The Business Case for Medical Interpretation is Difficult to Make

In spite of the Foundation’s urging at the inception of the demonstration, most HJ sites had not developed a business case to sustain their interventions by the close of the demonstration. A few sites attempted but did not succeed in producing data to suggest that there were cost offsets related to medical interpretation. Most health care institutions that retained their interpreter programs at the end of the demonstration simply absorbed the ongoing operating costs. In the end, as suggested by health care CEO and CFOs with whom we spoke, a quality of care or risk management argument may be more feasible and successful in spurring health care providers and purchasers to provide language access services than an argument based on cost offsets.
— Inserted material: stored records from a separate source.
PR #2393, opened 2019-03-25
[Webportal] Add active sidebar menu in job list/detail pages

abuccts:
Add active sidebar menu in job list/detail pages.


fanyangCS:
should this go to 0.11 too?

abuccts:
Yep, will add in #2394.

PR #2406, opened 2019-03-26
Add support for multiline user commands

zhiltsov-max:
- Added support for multiline user commands
    - User commands gets written to a separate script file. By default, the script fails on the first error and prints executed commands
    - Command has some reasonable restrictions on line count and line length
- Proxy environment variables forwarded to `/etc/environment` (can be improved by using more portable  `/etc/profile`, forwarding all the environment, and exposing proxy settings somewhere)
- Removed unused code from Docker entry point
- Slightly improved log messages
- Fixed `mv` file access issue for `/pai/ssh_config` read-only mount

### DIFF
--- a/src/rest-server/src/templates/dockerContainerScript.mustache
+++ b/src/rest-server/src/templates/dockerContainerScript.mustache
@@ -143,7 +143,7 @@ function generate_ssh_connect_info()
   fi
 }
 
-# Check is SSH exists, if not - ignore ssh preparation and start part
+# Check if SSH exists, if not - ignore ssh preparation and start part
 # Start sshd in docker container
 if service --status-all 2>&1 | grep -q ssh; then
   prepare_ssh
@@ -180,40 +180,16 @@ azure_rdma_preparation
 {{/ azRDMA }}
 {{/ reqAzRDMA }}
 
-function write_user_command()
-{
-  local scriptPath="$1"
-
-  # Read an escaped string to an array and unescape
-  local lines=$'{{ taskData.command }}'
-  readarray -n 50 -t lines <<< "${lines}"
-  read -n 1000 -a lines <<< "${lines[@]}"
-
-  echo "#!/bin/bash" > "${scriptPath}"
-
-  # By default, exit on the first error
-  echo 'set -e' >> "${scriptPath}"
-  # Enable logging for the user command
-  echo 'set -x' >> "${scriptPath}"
-
-  printf '%s\n' "${lines[@]}" >> "${scriptPath}"
-
-  chmod a+x "${scriptPath}"
-}
-
 function run_user_command()
 {
-  local scriptPath="$1"
+  set -a
   printf "%s %s\n\n" "[INFO]" "USER COMMAND START"
-  exec "${scriptPath}" || exit $?
+  $1 || exit $?
   printf "\n%s %s\n\n" "[INFO]" "USER COMMAND END" # job_exporter relay on this exact output, if you are going to change this, remember to change job_exporter also
   exit 0
 }
 
-PAI_USER_COMMAND_PATH="/pai/command.sh"
-write_user_command "${PAI_USER_COMMAND_PATH}"
-
-run_user_command "${PAI_USER_COMMAND_PATH}" &
+run_user_command {{ userCommandScriptContainerPath }} &
 user_command_pid=$!
 
 while [ $(( $(date +%s) - $(stat -c %Y /alive/yarn_$PAI_CONTAINER_ID) )) -lt 120 ] && \
--- a/src/rest-server/src/templates/dockerContainerScript.mustache
+++ b/src/rest-server/src/templates/dockerContainerScript.mustache
@@ -47,13 +47,16 @@ touch "/alive/docker_$PAI_CONTAINER_ID"
 
 export PAI_WORK_DIR="$(pwd)"
 PAI_WEB_HDFS_PREFIX={{ webHdfsUri }}/webhdfs/v1/Container
-HDFS_LAUNCHER_PREFIX=$PAI_DEFAULT_FS_URI/Container
-export CLASSPATH="$(hadoop classpath --glob)"
+
 # Make all GPUs allocated to the container accessible
 export NVIDIA_VISIBLE_DEVICES=all
 
 task_role_no={{ idx }}
+
 printf "%s %s\n%s\n\n" "[INFO]" "ENV" "$(printenv | sort)"
+
+# Write env to system-wide environment
+env | grep -E "^PAI|PATH|PREFIX|JAVA|HADOOP|NVIDIA|CUDA|(.*_PROXY)" > /etc/environment
 
 cp -r /pai/code/* ./
 
@@ -109,6 +112,7 @@ function get_ssh_key_files()
   info_source="webhdfs"
   localKeyPath=/root/.ssh/{{ jobData.jobName }}.pub
   localPrivateKeyPath=/root/.ssh/{{ jobData.jobName }}
+
   if [[ -f $localKeyPath ]]; then
     rm -f $localKeyPath
   fi
@@ -139,7 +143,7 @@ function generate_ssh_connect_info()
   fi
 }
 
-# Check whether hdfs bianry and ssh exists, if not ignore ssh preparation and start part
+# Check is SSH exists, if not - ignore ssh preparation and start part
 # Start sshd in docker container
 if service --status-all 2>&1 | grep -q ssh; then
   prepare_ssh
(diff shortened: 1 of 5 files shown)


src/rest-server/src/templates/dockerContainerScript.mustache
```diff
@@ -177,17 +179,39 @@ function  azure_rdma_preparation()
 azure_rdma_preparation
 {{/ azRDMA }}
 {{/ reqAzRDMA }}
-# Write env to system-wide environment
-env | grep -E "^PAI|PATH|PREFIX|JAVA|HADOOP|NVIDIA|CUDA" > /etc/environment
+
+function write_user_command()
+{
```
abuccts: We do not need to support multiple line commands here:
* For current version, users can set `command` to `command1 && command2 && ...` or `command1 ; command2 ; ...` to execute multiple commands. If you really think "\n" is useful in `command`, you can add a wrapper to replace `\n` with `;` for `taskData.command` in [mustache renderer](https://github.com/Microsoft/pai/blob/master/src/rest-server/src/models/job.js#L442).
* For future job configuration file, we do support multiple line commands with pre-commands/post-commands, you can refer to [protocol docs](https://github.com/Microsoft/pai/blob/feature/submission-v2/docs/pai-job-protocol.yaml#L183-L196) for example.

zhiltsov-max: Thanks for the comment. Yes, complex commands can be chained by `&&` and others, but the use of `\n` makes them much more readable - this is the main reason for this change. Could you name any downsides of multiline commands? It looks like PAI tries to avoid them, is there any reason for that?

abuccts: `\n` is ok but I prefer to support it when rendering mustache (one or two line js code) instead of runtime shell scripts (20+ lines sh code) which will introduce more complexity.

`\n` does make the command more readable, but it's on web page or config file. How we support it inside Docker container wouldn't affect user experience.

zhiltsov-max: Doing this during the mustache processing is a good idea and I'm, actually, stand for it. To do this, I think, we have to remove command escaping and directly insert the user command to the target script, possibly forwarding its path. I have no idea how to do this, could you give me some pointers? 

Simple replacement of all the `\n`s should be wrong as they can be a part of the user command.

abuccts: Hi, sorry for the late response.
Replacing all `\n` is not a good idea indeed, but writing command to a target script then execute is not good neither. User may rely on relative path (e.g. `python ./code/run.py`) inside Docker so writing to another path will break existing jobs.

zhiltsov-max: Hm, relative paths should be unaffected as long as we don't change current directory. BTW, I thought you are going to deprecate `PAI_CODE_DIR`, aren't you?

abuccts: You're right.
Yes, we are going to deprecate `PAI_CODE_DIR` and let users download code/data themselves. To be more specific, it will be implemented in [`deployments` section](https://github.com/Microsoft/pai/blob/feature/submission-v2/docs/pai-job-protocol.yaml#L198-L220) in the new config file.

src/rest-server/src/templates/dockerContainerScript.mustache
```diff
@@ -177,17 +179,36 @@ function  azure_rdma_preparation()
...
+  PAI_USER_COMMAND_DIR="/pai/taskData"
+  PAI_USER_COMMAND_PATH="${PAI_USER_COMMAND_DIR}/command.sh"
```
abuccts: you can use the path `/pai/command.sh`, maybe make it an argument to functions `write_user_command` and `run_user_command`?

src/rest-server/src/templates/dockerContainerScript.mustache
```diff
@@ -177,17 +179,36 @@ function  azure_rdma_preparation()
...
+  mkdir -p "${PAI_USER_COMMAND_DIR}"
+
+  echo "#!/bin/bash" > "${PAI_USER_COMMAND_PATH}"
+
+  # By default, exit on the first error
+  echo 'set -e' >> "${PAI_USER_COMMAND_PATH}"
+  # Enable logging for the user command
+  echo 'set -x' >> "${PAI_USER_COMMAND_PATH}"
```
abuccts: move these `echo` to the beginning of `cat`?

mzmssg:
> /cc @mzmssg
> After writing commands to a file, it will be easy to separate user's stdout/stderr from container's.

Yes, actually I agree this pr, writing command to a new file seems more unified with pai-lite.

zhiltsov-max:
@mzmssg, if you want to separate container output, you can drop `--tty` flag from `docker run`. The dowside is that the output of some programs can be modified:

``` bash
# With tty:
$ ls
file1     file2
file3     file4

# Without tty:
$ ls
file1
file2
file3
file4
```

The problem with pseudo-terminals is general in Linux - they always combine stdout and stderr.

src/rest-server/src/templates/dockerContainerScript.mustache
zhiltsov-max: The idea was to hide the previous setup messages from the log - they should not be interesting to the user.

src/rest-server/src/templates/dockerContainerScript.mustache
```diff
@@ -177,17 +179,36 @@ function  azure_rdma_preparation()
...
+
+  cat <<EOF >> "${PAI_USER_COMMAND_PATH}"
+{{{ taskData.command }}}
+EOF
```
zhiltsov-max: I've realized it should not be done like this - if the user command contains heredocs it can fail. So, I'll revert to the previous escaped variant.

src/rest-server/src/templates/dockerContainerScript.mustache
```diff
@@ -139,7 +143,7 @@ function generate_ssh_connect_info()
   fi
 }
 
-# Check whether hdfs bianry and ssh exists, if not ignore ssh preparation and start part
+# Check is SSH exists, if not - ignore ssh preparation and start part
```
abuccts: ”whether SSH exists“ ?

src/rest-server/src/templates/dockerContainerScript.mustache
```diff
@@ -177,18 +179,41 @@ function  azure_rdma_preparation()
...
 {{/ reqAzRDMA }}
-# Write env to system-wide environment
-env | grep -E "^PAI|PATH|PREFIX|JAVA|HADOOP|NVIDIA|CUDA" > /etc/environment
+
+function write_user_command()
+{
+  local scriptPath="$1"
+
+  # Read an escaped string to an array and unescape
+  local lines=$'{{ taskData.command }}'
```
abuccts: what if there's single quotation mark `'` in command?

src/rest-server/src/templates/dockerContainerScript.mustache
```diff
@@ -177,18 +179,41 @@ function  azure_rdma_preparation()
...
+  readarray -n 50 -t lines <<< "${lines}"
+  read -n 1000 -a lines <<< "${lines[@]}"
```
abuccts: `read` uses space as delimiter? it will split `lines` by space in my test.

zhiltsov-max: Yes, it does, but all whitespaces should come escaped at this point. Only unescaped should be from `\n`s. What `{{ }}` mustache braces do is a substitution of html-escaped string, which is not the same as bash-escaped. I think it's better just to escape all the characters in the command, substitute it with `{{{ }}}`, and then use `read`.

src/rest-server/src/templates/dockerContainerScript.mustache
zhiltsov-max: It should come escaped from `{{ }}`.

abuccts: The `{{ }}` is used in mustache syntax, instead of bash, nodejs will replace the `{{ taskData.command }}` part with real command. [Here's](http://mustache.github.io/mustache.5.html) how it works.

For example, if the real command is `echo "Hello"`, nodejs will generate this line from dockerContainerScript.mustache to `local lines=$'echo "Hello"'` in dockerContainerScript.sh. The `{{ }}` won't be kept in runtime bash.

src/rest-server/src/templates/dockerContainerScript.mustache
abuccts: the escaped characters have been reconfigured [here](https://github.com/Microsoft/pai/blob/master/src/rest-server/src/config/index.js#L32-L48), so `{{{ }}}` isn't needed.

src/rest-server/src/templates/dockerContainerScript.mustache
```diff
@@ -177,18 +179,41 @@ function  azure_rdma_preparation()
...
+
+  chmod a+x "${scriptPath}"
+}
 
 function run_user_command()
 {
+  local scriptPath="$1"
   printf "%s %s\n\n" "[INFO]" "USER COMMAND START"
-  eval {{ taskData.command }} || exit $?
+  exec "${scriptPath}" || exit $?
```
mzmssg: exec will overwrite parent context, so `printf "\n%s %s\n\n" "[INFO]" "USER COMMAND END"` will never be executed?

zhiltsov-max: You were right, fixed.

Although HJ projects faced a number of barriers, their experience also suggests that there are a number of facilitators that can enhance the success of future efforts. Using the words of the project staff, administrators, and community stakeholders with whom we spoke, some of the lessons learned include the following:

  • Health care organizations are hierarchical, therefore it is important to have active, vocal support at the highest levels of medical and administrative leadership in the organization;

  • If there is little motivation for the issue of language access, it is important to connect it to one of the driving issues of the organization (e.g., patient safety, quality of care), to help gain momentum for the project;

  • Projects that succeed involve good planning—taking time to consider all of the options rather than adopting a one size fits all model;

  • Assuming that problems will arise in implementation of any innovation, projects that adopt a systematic approach to problem identification and trouble shooting are able to keep the project from being derailed;

  • Prioritizing staff time devoted to efforts related to critical success factors is associated with smoother implementation;

  • The local Latino community could become either a facilitator or a barrier to implementation; it is important that health care organizations collaborate with the local community rather than implement their own solutions without consultation;

  • The most successful projects have leaders on the ground who have a vision for what they want to accomplish along with substantial business and interpersonal skills;

  • Programs that are sustainable are those that are integrated into the normal operations and workflow of an organization from the outset—not grafted on as special projects; and

  • Training was critical to implementation of language access services; if training is not a part of the mission of the organization, partnering with an experienced training organization is important.

CONCLUSION

The HJ national demonstration provides health care organizations many valuable lessons regarding the provision or enhancement of language access services. First, there are a variety of creative models that can be employed to develop, enhance, and sustain language access services. Second, there are considerable operating costs to consider and the scale of implementation is the main cost driver. The ultimate costs and benefits of these language service programs depend on how they are implemented. The most common lesson drawn from the evaluation was the extent to which the HJ sites underestimated the difficulty of changing the culture of health care organizations, and the lack of attention they paid to the role that physicians play (or could have played) in the adoption of innovative language services. Other challenges to be resolved are the need for benchmarks and tools to measure the proficiency of interpreters, and the creation of a sustainable market environment for professional, college-level interpreter educational programs.

Implementing innovative programs in health care organizations takes resources, leadership, and implementation strategies. We hope the lessons learned from the HJ evaluation will be useful to policymakers and health care providers across the country as they take steps to overcome language barriers to serve a growing and dispersed immigrant population.